This article outlines Community Engagement efforts linked to a Targeted Malaria Elimination (TME) project in four Kayin State villages, in Myanmar where there is a real threat from the spread of drug resistant parasites. The Community Engagement programme was aimed at promoting population uptake and adherence to Mass drug administrations (MDA) in the region. Community engagement was also thought necessary to inform potential participants of the benefits and risks of MDA.

The community engagement programme included targeted interactions with specific figureheads such as village and religious leaders as well as those with more generalised groups within the wider community from May 2013 to June 2015.

The chosen villages were located in contested areas of Eastern Kayin State, which experience varying degrees of control from government and other influential armed groups. They can therefor not be considered cohesive communities. They are also not always easy to access especially during rainy seasons. 

Community Engagement teams consisted primarily of people local to the region who were of the same ethnic origin of the majority living in the area (Karen) and speakers of the languages used in the area. Activities included two-day educational workshops community leaders, village administers, religious figures and healthcare providers; household and school/youth orientated activities with existing community groups in communal gathering spots; House-to-house calls to non participants; exhibitions of maps, posters and art-works designed to communicate scientific concepts within the clinical space.
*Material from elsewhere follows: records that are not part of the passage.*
PR #880, opened 2020-10-29
Add current export state DB API to cataloger

arielshaqed:
Add DB cataloger API to manage current export state.  This takes an actual _transaction_, to allow adding tasks within that same transaction.  Otherwise racing occurs when 2 exports are triggered concurrently.

### DIFF
--- a/ddl/000009_export_current.down.sql
+++ b/ddl/000009_export_current.down.sql
@@ -1,0 +1,6 @@
+BEGIN;
+
+DROP TABLE catalog_branches_export_state;
+DROP TYPE catalog_branches_export_status;
+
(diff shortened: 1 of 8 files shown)


arielshaqed:
Thanks!  Fixed and will pull once tests pass.

ddl/000009_export_current.down.sql
```diff
@@ -0,0 +1,6 @@
+BEGIN;
+
+DROP TABLE catalog_branches_export_state;
```
guy-har, line 3: If exists

guy-har (approved):
Looks good 👍

PR #883, opened 2020-10-30
Update README.md

vinayak017:
There were some spelling mistakes in this file. So I updated it.


arielshaqed:
Null change dropped.  Makes MD worse not better.

PR #884, opened 2020-10-30
Update NOTICE

vinayak017:
There were some spelling mistakes in this file. So I updated it.


arielshaqed:
This is the Apache license, verbatim.  We are unable to accept changes to it as they may have legal and other implications.
If you believe that the Apache should be changed, please suggest changes top level to the Apache project.
Thanks!

PR #887, opened 2020-10-31
Diff working in a separate go routine from merge. Parallel diff and merge

tzahij:


catalog/cataloger_merge.go
```diff
@@ -52,49 +54,46 @@ func (c *cataloger) Merge(ctx context.Context, repository, leftBranch, rightBran
...
 		var rowsCounter int
-		for scanner.Next() {
-			v := scanner.Value()
-			summary[v.Type]++
-			rowsCounter++
-			if v.Type == DifferenceTypeConflict {
-				return nil, ErrConflictFound
+		for buf := range mergeBatchChan {
+			if buf.err != nil {
+				workerExitFlag = true
```
arielshaqed, line 78: This is a race condition per https://golang.org/ref/mem: there is no happens-before relationship between the write here and the read on [line 149](https://github.com/treeverse/lakeFS/pull/887/files#diff-c9a39b7db07f5cc3f023b9c866919ecf8227e2a8fe1702ffcd941f38b9c08fe1R149).
The easiest way to do this is to pass a channel and close it here, and have the worker shut down when the channel closes.  You might use an atomic variable here, but that is more difficult.

catalog/cataloger_merge.go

Caption: Image from children's engagement activities

Some challenges were more universal across other community engagement projects such as the difficulty of communicating complex medical concepts and the expectation from the community that the community engagement team will also act as general healthcare providers. They advise that: 

‘…for successful, community engagement teams must be flexible, mature and experienced, supportive of each other and resilient to work in difficult settings.’

Other lessons learnt touch upon things which were practical to this context. Authors advise recognizing seasonal weather and work patterns, having suitable transportation and using local languages as well as promoting the value of working through existing community structures, with young people and schools and exploring the use of more creative methods such as science theatres as well as more traditional methods of engagement.